PR #313, opened 2017-06-26
Make Krun Work on a Virtualised Linux Host Again

### LINKED ISSUE #310: Krun does not work in a virtualbox VM.
As mentioned via email, I had a hunch krun would not run in a VM as-is. My hunch was right.

```
  File "../krun.py", line 194, in main
  File "../krun.py", line 313, in inner_main
    sanity_checks(config, platform)
  File "../krun.py", line 71, in sanity_checks
    platform.sanity_checks()
  File "/home/vext01/krun/krun/platform.py", line 1120, in sanity_checks
    UnixLikePlatform.sanity_checks(self)
  File "/home/vext01/krun/krun/platform.py", line 397, in sanity_checks
    self._sanity_check_user_change()
  File "/home/vext01/krun/krun/platform.py", line 407, in _sanity_check_user_chang
e
    force_dir=PLATFORM_SANITY_CHECK_DIR)
  File "/home/vext01/krun/krun/util.py", line 259, in spawn_sanity_check
    fatal("%s sanity check failed: %s" % (check_name, e.message))
  File "/home/vext01/krun/krun/util.py", line 52, in fatal
    raise FatalKrunError(msg)

  File "../krun.py", line 358, in <module>
    main(parser)
  File "../krun.py", line 203, in main
    raise exn
krun.util.FatalKrunError: UNIX user change sanity check failed: Benchmark returned
 non-zero or emitted invalid JSON.
Exception string: No JSON object could be decoded
return code: 0
stdout:
arch pctr version >=2 is required! got 0

```

This is a failing sanity check. We use the `CPUID` x86 instruction to ask what performance counters are available. The ones we need are level 2, but the VM returns 0, which probably means none.

I may be able hack around this, as somewhere else in Krun, we are already checking for a virtualised host.

This blocks the artefact.

vext01:
Hi,

These changes ensure that Krun works on a virtualised Linux machine again.

Tested in a VM and on bare metal. On the former, the `aperf`, `mperf` and `core_cycle` JSON keys are now empty lists.

Fixes #310

### DIFF
--- a/libkrun/Makefile
+++ b/libkrun/Makefile
@@ -1,8 +1,28 @@
 LIBKRUNTIME_CFLAGS =	-Wall -shared -fPIC
 COMMON_CFLAGS = -Wall -pedantic -std=gnu99
+SUDO = sudo
 
-ifeq ("${TRAVIS}", "true")
-	COMMON_CFLAGS += -DTRAVIS
+# Sadly this tool requires root
+VIRT_WHAT = ${SUDO} /usr/sbin/virt-what
+
+# Detect if we are virtualised (Linux only for now XXX)
+ifeq ($(shell uname -s),Linux)
+	VIRTUALISED = 0  # default off
+
+	VIRT_FACTS = $(shell ${VIRT_WHAT})
+	ifneq ("${VIRT_FACTS}","")
+		VIRTUALISED = 1
+	endif
+
+	ifeq ("${TRAVIS}","true")
+		VIRTUALISED = 1
+	endif
+
+	# Under virtualised conditions, we have no performance counters.
+	# MSR-centric code is also guarded on a per-OS basis in libkruntime.c
+	ifeq (${VIRTUALISED},1)
+		COMMON_CFLAGS += -DNO_MSRS
+	endif
 endif
 
 ifeq ($(shell uname -s),Linux)
--- a/krun/platform.py
+++ b/krun/platform.py
@@ -687,13 +687,12 @@ class LinuxPlatform(UnixLikePlatform):
         self.temp_sensor_map = None
         UnixLikePlatform.__init__(self, mailer, config)
         self.num_cpus = self._get_num_cpus()
+        self.virt_what_cmd = self._find_virt_what()
         self.num_per_core_measurements = self._get_num_per_core_measurements()
 
-        self.virt_what_cmd = None  # set later
-
     def _get_num_per_core_measurements(self):
-        # For all systems apart from travis we expect per-core measurements
-        if os.environ.get("TRAVIS") == "true":
+        # For all systems apart from virtualised hosts we expect per-core measurements
+        if self.is_virtual():
             return 0
         else:
             return self.num_cpus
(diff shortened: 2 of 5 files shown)


libkrun/Makefile
```diff
@@ -1,8 +1,28 @@
 LIBKRUNTIME_CFLAGS =	-Wall -shared -fPIC
 COMMON_CFLAGS = -Wall -pedantic -std=gnu99
+SUDO = sudo
 
-ifeq ("${TRAVIS}", "true")
-	COMMON_CFLAGS += -DTRAVIS
+# Sadly this tool requires root
```
snim2: That is unfortunate. This approach looked reasonable to me, but maybe I have missed something: https://serverfault.com/a/721591

libkrun/Makefile
```diff
@@ -1,8 +1,28 @@
...
+# Detect if we are virtualised (Linux only for now XXX)
+ifeq ($(shell uname -s),Linux)
+	VIRTUALISED = 0  # default off
+
+	VIRT_FACTS = $(shell ${VIRT_WHAT})
+	ifneq ("${VIRT_FACTS}","")
+		VIRTUALISED = 1
+	endif
+
+	ifeq ("${TRAVIS}","true")
```
snim2: Would it be sensible to rename this environment variable?

snim2:
This looks OK to me, apart from the minor comments I've made. I haven't tested it in anger though...

libkrun/Makefile
vext01: Yes, I remember this post from the time I was implementing `is_virtual()` in Krun. It's not as reliable as `virt-what`.

libkrun/Makefile
vext01: That's one that Travis itself sets. We don't have control over it.

vext01:
If you are satisfied with my response, I can squash.

libkrun/Makefile
snim2: Maybe I have missed something very obvious. We check for `TRAVIS` as an env var, we run `virt-what` and that sets `VIRTUALISED = 1/0` but then to find out whether Krun is running on a virtualise system we do this:

```python
def is_virtual(self):
    if os.environ.get("TRAVIS") == "true":
        return True
```

Shouldn't we also be checking for `VIRTUALISED` in that Python code?

vext01: That's an early return. The remainder of the function checks `virt-what`:
https://github.com/softdevteam/krun/blob/f14b9ebf659d3f41b273d296ebe699fa3e75d304/krun/platform.py#L1204

snim2: OK I see, so that wasn't in the diff. So... why do we need to run `virt_what` in the `Makefile`?

vext01: So that we know whether or not to build libkrun with or without performance counter support. I suppose that could have been runtime checked, but it could have gotten in the way of taking readings.

snim2:
OK, I am finally with you. So, do you want to squash, and also bring this branch up to date with master at the same time?

libkrun/Makefile
vext01: It wasn't in the diff becuase we had always done that check in `is_virtual`. This function however, was not considering travis (if you look at the previous hunk, there was a special case, I just opted to move that in to `is_virtual`).

vext01:
will do

vext01:
splat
◇ ◇ ◇
WHAT YOU ARE ASKED TO DO:
Respond with nothing but the number of lines in the data above that include the word "missed".

WRITTEN SOLUTION:
2